A sample CI workflow that surfaces flakes faster

A good pipeline does more than run tests. It helps you answer whether the failure is reproducible, environment-specific, or state-related.

name: e2e

on: [pull_request]

jobs: playwright: runs-on: ubuntu-latest steps: - uses: actions/checkout@v4 - uses: actions/setup-node@v4 with: node-version: 20 - run: npm ci - run: npx playwright install –with-deps - run: npx playwright test –reporter=line - if: failure() uses: actions/upload-artifact@v4 with: name: playwright-artifacts path: test-results/

The useful part here is not the YAML itself, but the habit behind it: install the same browsers the tests expect, preserve artifacts on failure, and make inspection cheap.

When to refactor the test versus the app

Sometimes the test is wrong, and sometimes the app exposes a real user-facing timing bug. The distinction matters.

Refactor the test when:

  • the locator is brittle
  • the wait condition is artificial
  • the test depends on shared state
  • the assertion is too indirect

Investigate the app when:

  • the UI remains unresponsive for a long time
  • the page becomes interactive before data is ready
  • navigation or modal state is inconsistent
  • the same issue appears in manual testing

If the page is genuinely not ready when the user can still interact with it, the product may have a bug, not just the test.

A simple rule for deciding what to do next

If you can reproduce the failure locally with the same environment and data, fix the underlying cause.
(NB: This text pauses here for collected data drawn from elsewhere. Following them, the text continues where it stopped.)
PR #20366, opened 2020-01-21
feat: Repay advance from salary

Anurag810:
Repay advance form salary.
Screenshot 2020-01-07 at 1 16 06 PM

feat-repay-from_salary-advance


Anurag810:
Docs: https://github.com/frappe/erpnext_com/pull/657

erpnext/hr/doctype/employee_advance/employee_advance.js
```diff
@@ -47,19 +55,35 @@ frappe.ui.form.on('Employee Advance', {
...
+			}else if (frm.doc.repay_unclaimed_amount_from_salary == 1 && frappe.model.can_create("Additional Salary")){
+				frm.add_custom_button(__("Deduction from salary"),  function() {
+					frm.events.make_deduction_via_additional_salary(frm)
+				}, __('Create'));
+			}
 		}
 	},
 
+	make_deduction_via_additional_salary: function(frm){
+		console.log("Working");
```
nabinhait: remove console.log

nabinhait (changes requested):

Anurag810:
Please merge

nabinhait (changes requested):
- Don't add `payroll_date` and `salary_component` fields in Employee Advance. It will be difficult to enter accurate data in this field for the user while creating advance.
Instead, it should be decided while creating Additional Salary record. So, instead of submitting additional salary record automatically on click of button, it should open Additional Salary record after  mapping data. Then HR User will select payroll date and salary component and submit it.
- Also, add "Reference Document Type" and "Reference Document" fields in Additional Salary to track linked employee advance ID. Same should be implemented for "Leave encashment" and "Employee Incentive" and "Retention Bonus", currently those are reversed linked.

PR #20376, opened 2020-01-21
fix: Zero division error while making finished good entry against the…

rohitwaghchaure:
Backport https://github.com/frappe/erpnext/pull/20375


sorinpaul:
Hello!
Can you fix this problem also for ERPNext: v12.4.2 (version-12) - Frappe Framework: v12.2.1 (version-12)?

PR #20393, opened 2020-01-23
fix: unlink references from batch on cancellation of stock transactions

rohitwaghchaure:
Backport https://github.com/frappe/erpnext/pull/20392


deepeshgarg007 (commented):
@rohitwaghchaure The references were unliked on cancel but after amending the document the new doc was not linked with the batch

deepeshgarg007 (approved):

PR #20405, opened 2020-01-23
fix: able to close if depend task is cancelled

RJPvT:
this is not possible in base situation.


nabinhait (commented):
Closing this PR because of unwanted commits in it. Raised another PR to fix this.
https://github.com/frappe/erpnext/pull/20433

PR #20406, opened 2020-01-23
fix: cancelled is same as closed for dependent task

RJPvT:
in this situation we cannot close parent task because dependend task was cancelled. this makes no sense.


nabinhait (approved):

nabinhait (commented):
Closing this, as we don't accept PR directly on the version-11 branch.

PR #20410, opened 2020-01-24
fix: Finance book filtering in financial statements

deepeshgarg007:
**Problem:**
While applying a filter on finance book in financial statements the records with only financial book set are displayed

**Solution:**
After this fix on application of finance book filter records with no finance book will also be seen along with the filtered finance book records.

### DIFF
--- a/erpnext/accounts/report/consolidated_financial_statement/consolidated_financial_statement.py
+++ b/erpnext/accounts/report/consolidated_financial_statement/consolidated_financial_statement.py
@@ -389,9 +389,9 @@ def get_additional_conditions(from_date, ignore_closing_entries, filters):
 
 	if filters.get("finance_book"):
 		if filters.get("include_default_book_entries"):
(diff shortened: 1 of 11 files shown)


erpnext/accounts/report/consolidated_financial_statement/consolidated_financial_statement.py
```diff
@@ -389,9 +389,9 @@ def get_additional_conditions(from_date, ignore_closing_entries, filters):
 
 	if filters.get("finance_book"):
 		if filters.get("include_default_book_entries"):
-			additional_conditions.append("finance_book in (%(finance_book)s, %(company_fb)s)")
+			additional_conditions.append("ifnull(finance_book) in (%(finance_book)s, %(company_fb)s, '')")
```
nabinhait: Use "or finance_book is NULL"

nabinhait (changes requested):

nabinhait (approved):

PR #20413, opened 2020-01-24
feat: add tax category in pos profile

nextchamp-saqib:
Added Tax Category field in POS Profile form.
While loading POS the tax category in Sales Invoice will be set to it. however on Customer/Address selection it may get overwritten.

### DIFF
--- a/erpnext/accounts/doctype/sales_invoice/sales_invoice.py
+++ b/erpnext/accounts/doctype/sales_invoice/sales_invoice.py
@@ -420,7 +420,9 @@ class SalesInvoice(SellingController):
 
 		if pos:
 			self.allow_print_before_pay = pos.allow_print_before_pay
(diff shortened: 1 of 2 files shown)


erpnext/accounts/doctype/sales_invoice/sales_invoice.py
```diff
@@ -420,6 +420,7 @@ def set_pos_fields(self, for_validate=False):
 
 		if pos:
 			self.allow_print_before_pay = pos.allow_print_before_pay
+			self.tax_category = pos.get("tax_category")
```
nabinhait: Should it be `if not for_validate`?

nabinhait (approved):

sammish:
@nabinhait I am waiting for this merge in Master, Please support.

PR #20415, opened 2020-01-24
fix(Customer): Change `primary_address` fieldtype to Text

hrwX:
- If the data is too long, `Read Only` field throw `data too long` error so changed it to `Text`


Don-Leopardo:
Is it the only place where this happens?
The advantage of Read Only field is that it is shown even if it is empty.

hrwX:
This is the place where I encountered the error, So went ahead and changed it to `Text with Read Only`.

deepeshgarg007 (approved):

PR #22420, opened 2020-06-24
fix: Taxes not getting fetched from Opportunity to Quotation

deepeshgarg007:
While creating a Quotation from Opportunity only the 'Tax Template' is fetched and the taxes in the "Taxes and Charges" table are not fetched and the user has to reselect the template to fetch the taxes.

Null object is returned if tax template is already assigned but taxes are not because of which only Tax template gets assigned and not the taxes.

Screenshot 2020-06-24 at 5 41 16 PM


deepeshgarg007:

erpnext/controllers/accounts_controller.py
```diff
@@ -883,7 +883,10 @@ def get_default_taxes_and_charges(master_doctype, tax_template=None, company=Non
 	if tax_template and company:
 		tax_template_company = frappe.db.get_value(master_doctype, tax_template, "company")
 		if tax_template_company == company:
-			return
+			return {
+				'taxes_and_charges': tax_template,
+				'taxes': get_taxes_and_charges(master_doctype, tax_template)
+			}
```
marination, line 889: the first time `get_default_taxes_and_charges` is called in `make_quotation` in opportunity.py. There due to no template it goes on line 891 directly and gets default template and taxes too.
The second time around it need not fetch it again, hence return works fine.
Perhaps check why it wasnt set or if it wasnt fetched due to another confuguration. Works fine for me

PR #22422, opened 2020-06-24
fix: fetch project-related info in Timesheet (v12)

Alchez:
**Changes:**

- On creating a new Timesheet from Task, the project and worked hours are pulled in the document as well
- Remove redundant "View" buttons for Timesheet and Expense Claim since the dashboard is already available
- Move `add_fetch` behaviour into JSON schema


marination (approved):

barredterra:
Did this go into develop as well? If not, we should port it!

marination:
@barredterra It did via https://github.com/frappe/erpnext/pull/22423

PR #22423, opened 2020-06-24
fix: fetch project-related info in Timesheet (develop)

Alchez:
**Changes:**

- On creating a new Timesheet from Task, the project and worked hours are pulled in the document as well
- Remove redundant "View" buttons for Timesheet and Expense Claim since the dashboard is already available
- Move `add_fetch` behaviour into JSON schema


erpnext/projects/doctype/task/task.py
```diff
@@ -219,6 +220,26 @@ def set_tasks_as_overdue():
...
+			"completed": source.status == "Completed",
+			"project": source.project,
+			"task": source.name
+		})
+
+	doclist = get_mapped_doc("Task", source_name, {
+			"Task": {
+				"doctype": "Timesheet"
+			}
+		}, target_doc, postprocess=set_missing_values, ignore_permissions=ignore_permissions)
```
marination, line 239: why ignore permissions ?

marination:
Please resolve conflicts

erpnext/projects/doctype/task/task.py
Alchez: I'm just passing whatever the function gets, this will be `False` by default

marination (dismissed):

marination (approved):

PR #22426, opened 2020-06-24
fix: Pick List empty table and Serial-Batch items handling

marination:
**Issues:**
1. On updating submitted Pick List it allowed for the locations table to be empty. Result, a bunch of empty Pick Lists.
2. No provision to pick items that are both serialised and batched
3. Bug due to https://github.com/frappe/erpnext/pull/21781 that set faulty serial nos in rows in case a single item was split into multiple rows (different warehouses). 

**Fixes:**
<details><summary>Empty Pick List</summary>

_Added indicators to show availability of stock. If no stock on updation after submission, table does not become empty. Instead Red indicators and a message feedback to the users will be shown._
 Screenshot 2020-06-24 at 6 35 03 PM
 
</details>

<details><summary>Serialised and Batched Items</summary>

_Items that are Serialised and Batched can be picked too._
batch-serial-pick-list

</details>

The last bug is reverted in this PR. Provision for user to set serial or batch nos manually will be worked upon later


marination:
Screenshot 2020-07-09 at 4 59 38 PM

nabinhait (approved):

PR #22428, opened 2020-06-24
feat(projects): added field toggle for removing task assignments (#413)

MyuddinKhatri:
added field to Projects Settings with check field "Remove Assignment on Task Completion"
and performs accordingly for removal of task assignment

We want to run reports on how many tasks a user completed


rohitwaghchaure:
@MyuddinKhatri Please don't send PR related to new Feature on the stable version (version-12-hotfix)

PR #22206, opened 2020-06-11
Stock Ageing TypeError: ‘<’ not supported between instances of ‘int’ …

clarkejj:
…and ‘str’

Re this user report https://discuss.erpnext.com/t/stock-ageing-report-typeerror-not-supported-between-instances-of-int-and-str/62605

Notes: 

ASSUMPTION:  This error arises in current version-12 production?

WARNING: This proposed change has not been tested

> Please provide enough information so that others can review your pull request:

> Explain the **details** for making this change. What existing problem does the pull request solve?

> Screenshots/GIFs

PR #22430, opened 2020-06-24
fix: stock_ageing.py report SyntaxError: can’t assign to function call

clarkejj:
Following this Stock Ageing report error reported in version-12
https://discuss.erpnext.com/t/stock-ageing-report-typeerror-not-supported-between-instances-of-int-and-str/62605/4

This PR below to fix that subsequently introduced this current **can’t assign to function SyntaxError**: https://github.com/frappe/erpnext/pull/22206/files/677978dd00e92533d7897dec041a901c0e3cbba9

This PR should fix the SyntaxError that @marination kindly flagged thanks!


marination (approved):

marination:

If you cannot reproduce it locally, instrument the gap between local and CI until you can. If a retry hides the issue, assume it is still there until proven otherwise.

That workflow sounds obvious, but it prevents the most common wasteful response to flaky CI failures, which is to tweak timeouts until the red builds become less frequent and the root cause becomes harder to find.

Closing thoughts

To debug flaky Playwright tests in CI without guesswork, focus on evidence, reproduction, and isolation. Use traces and targeted logs to understand the failure. Classify the issue into timing, selector instability, environment differences, or data dependence. Then fix the cause, not the symptom.

That discipline pays off quickly. Stable selectors reduce false failures. Better waits reduce timing noise. Cleaner test data reduces order dependence. And a CI pipeline with good artifacts makes the next failure faster to explain.

For teams building a broader test automation strategy, this is the same pattern that applies across software testing, test automation, and continuous integration, the tools differ, but the debugging logic stays the same. When the pipeline tells you exactly what happened, flaky tests stop being a mystery and start becoming fixable engineering work.